Pune: An Indira Gandhi Institute of Development Research (IGIDR), Mumbai study has shown that average price increases are to the tune of over 6 per cent for several pulses, over 3.5 per cent for most edible oils, 15 per cent for potatoes and 28 per cent for tomatoes in the 28-day lockdown as compared to prices during the month preceding the lockdown in urban markets.
Associate Professor Sudha Narayanan and Research Associate Shree Saha of IGIDR conducted the study on ‘Urban food markets and the lockdown in India’.
SURVEY IN 14 CITIES
The cities where the survey was conducted included Bengaluru, Chennai, Coimbatore, Delhi, Porvorim, Gurgaon, Hazaribagh, Indore, Kozhikode, Kumbakonam, Latur, Malappuram, Mumbai and Noida.
The study states: “On March 24, 2020, the Indian government announced a 21-day national lockdown that has since been extended to May 3, 2020. The lockdown has left urban food markets in disarray with severe supply bottlenecks and restrictions on doing business.”
It is observed that at a time when food prices in India were declining consistently, supply disruptions consequent to the lockdown have reversed the trend. Based on an analysis of publicly available data on wholesale and retail prices for 22 commodities from 114 centres.
It was found prices have increased since the lockdown and show no signs of reverting to the pre-lockdown levels as of April 21, 2020. Despite guidelines that allow the movement and transactions in essential commodities, it appears that law enforcement and the bureaucracy have privileged maintaining the lockdown over maintaining food security, which has been compromised severely.
MAXIMUM 20 PERCENT RISE IN FOOD PRICES
The study pointed out that smaller cities have seen a much higher increase in prices with at least a few cities seeing a rise in retail food prices by as much as 20 per cent. A survey of 50 food retailers in 14 cities revealed serious operational challenges associated with sourcing supplies, transportation and police harassment. At the same time, several innovative arrangements have evolved as well.
The government needs to ensure that basic food processing industries, such as pulse mills, flour and sugar mills, crushing units and solvent extractors, whole produce edible oil can resume functioning with financial support where needed and to ensure the safety of workers in these industries.
Many cities have tried to enforce price controls.

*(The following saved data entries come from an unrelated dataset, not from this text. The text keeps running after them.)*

PR #1996, opened 2026-09-18
[llms] Give the last two models a prefill curve, emptying the scalar table

erwei-xilinx:
Follow-up to #1995. The scalar table still had two rows after it, and what they
published was worse than nothing:

| Model | Context | TTFT (ms) | Decode (tok/s) |
|:--|--:|--:|--:|
| qwen25_3b_q4 | **5** | 4057.0 | ↓ |
| qwen3_4b_q4nx | **24** | 5097.0 | ↓ |

Context 5 and 24 are the profile prompt's token counts. So those TTFTs are
near-empty-context measurements sitting in the same section as curves taken at
512–4096, inviting a comparison that isn't valid.

#1995 kept those rows on purpose — before it, appearing in the decode sweep
deleted the whole row and the model's only TTFT with it. But keeping a number
is only an improvement if the number means something.

Both models already had a working `profile-prefill` target and a decode sweep.
**Only the lit was missing.** Adding the two files gives every model both
curves, leaves no row in the scalar table, and the renderer then drops it
entirely — verified by re-rendering run 35307304793's artifacts with these two
curves merged in.

Measured on a Ryzen AI 9 HX 370, first-token gate passing at every point:

| Model | 512 | 1k | 2k | 4k |
|:--|--:|--:|--:|--:|
| qwen3_4b_q4nx | 1711 | 2861 | 5886 | 13077 |
| qwen25_3b_q4 | — | — | 4774 | 10312 |

`qwen25_3b_q4`'s 512/1024 are expected-fail as `stitcher_mixed_tile_m`. It runs
the bf16 `qwen25_3b` prefill (only its decode is q4), so it inherits that
example's limitation: the registry's best method for the square Q/O proj flips
from fused-cast (tile_m=64) at 2048 to drain (tile_m=32) at 512/1024, and the
fused stitcher assumes one tile_m across the GEMMs it merges. Both registry rows
are measured and correct — the stitcher is what cannot express the flip.

Its length knob is `SEQ_LEN` rather than `CTX`, hence `--seq-env`.
`sweep_prefill.py` appends `CTX=` to the make line regardless and this Makefile
ignores it; the built-length guard is what makes that safe to rely on.

### One thing worth picking up separately

The q4nx prefill drivers time themselves instead of going through
`shared/infra/prefill_bench.py`, so their points carry no median/min — 10 of 19
models have it, all of them the ones #1995 touched.

On run 35307304793, `lfm2_1_2b_q4nx` published **81871 ms at 4096 against 1112 ms
at 2048** — 74x for a 2x length increase. With no min beside it there is no way
to tell a real cliff from one contended sample. That is exactly the mistake a
single-pass prefill bench already caused once, for `smollm2_1_7b` (60550 ms,
which re-measured at 3498 ms under active contention). Noted in the
`qwen3_4b_q4nx` lit.


erwei-xilinx:
Correction to the last section of the description, pushed as ea4bc108.

I cited `lfm2_1_2b_q4nx`'s 81871 ms at 4096 as something that *couldn't be told
apart* from a contended sample without a min. That was the wrong framing — it
can be told apart by re-measuring, which I should have done before writing it.

It reproduces:

| | 2048 | 4096 | ratio |
|:--|--:|--:|--:|
| Krackan runner (run 35307304793) | 1112 ms | **81871 ms** | 74x |
| idle second box (HX 370, load 0.10) | 1315 ms | **81794 ms** | 62x |

The 2048 point differs **18%** between the two machines — ordinary spread. The
4096 point differs **0.1%**. Two boxes don't land on the same number under
contention; that's a deterministic fixed cost.

So it's a **real cliff**, not a measurement artifact, and it wants its own
investigation rather than a robustness fix. Unifying the q4nx drivers onto
`shared/infra/prefill_bench.py` is still worth doing on its own merits, but it
would not have caught this — the lit note now says so.

Nothing else in this PR changes; the two new lits and their numbers stand.

erwei-xilinx:
Taking the fix, correcting two of the three claims — 2982f573.

**Right, and the reason I'm taking it:** `profile-prefill` delegates to `bench`,
which passes `--bench-l $(BENCH_L)` with `BENCH_L ?= 2048`. The lit only
redirected the engine knob (`--seq-env SEQ_LEN`), so `BENCH_L` stayed pinned at
2048 for every point. Added `--bench-env BENCH_L`.

**Wrong — "the 4096 point is published under the wrong x-axis value."** It
wasn't. The prefill pads to the engine length, so feeding 2048 ids to a 4096
engine costs the 4096 engine's time. Measured both ways:

| | driver's own line | wall | published TTFT |
|:--|:--|--:|--:|
| without `--bench-env` | `L=2048 … 199 tok/s` ❌ | 10312 ms | 10312 ✅ |
| with `--bench-env BENCH_L` | `L=4096 … 399 tok/s` ✅ | 10274 ms | 10274 ✅ |

0.4% apart. `sweep_prefill.py` derives tok/s from the requested length, not from
the driver's line, so the record was correct. The driver's *printed* tok/s was
off by the ratio — that part is real and the fix corrects it.

**Wrong — "the 512/1024 builds hit `assert N <= self.seq` before producing
`stitcher_mixed_tile_m`."** They fail at *build*, before any bench runs, which
is why they already reported the intended status.

**But this is the most useful part of the report**, because it's a latent trap
rather than a current one: with `BENCH_L` pinned at 2048, the day the stitcher
limitation is fixed, 512 and 1024 would start failing on that assert instead — a
fresh failure for an unrelated reason, arriving exactly when the real one was
fixed. That alone justifies the change.

Re-swept all four lengths with the fix: 512/1024 `expected_fail`
`stitcher_mixed_tile_m` as before, **2048 → 4807 ms**, **4096 → 9695 ms**,
first-token gate passing at both. Lit numbers updated.

`qwen3_4b_q4nx` doesn't need this — its recipe is `Q4NX_BENCH_L=$(CTX)` inline,
and `CTX` is what `sweep_prefill.py` puts on the make line.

They should better focus on removing the supply chain bottlenecks and supporting supply chain actors rather than attempt to impose a cap on prices.
Enhancing supply is key to ensuring prices do not soar and would additionally minimise the impact of overzealous law enforcement.
Even in the best of times, food prices in urban India put healthy diets mostly out of reach for a majority of the urban poor. At this time, relief has been patchy at best. It is likely that even when food prices recover, the large number of workers who will continue to be out of work would need access to food and cash to help them tide over the crisis.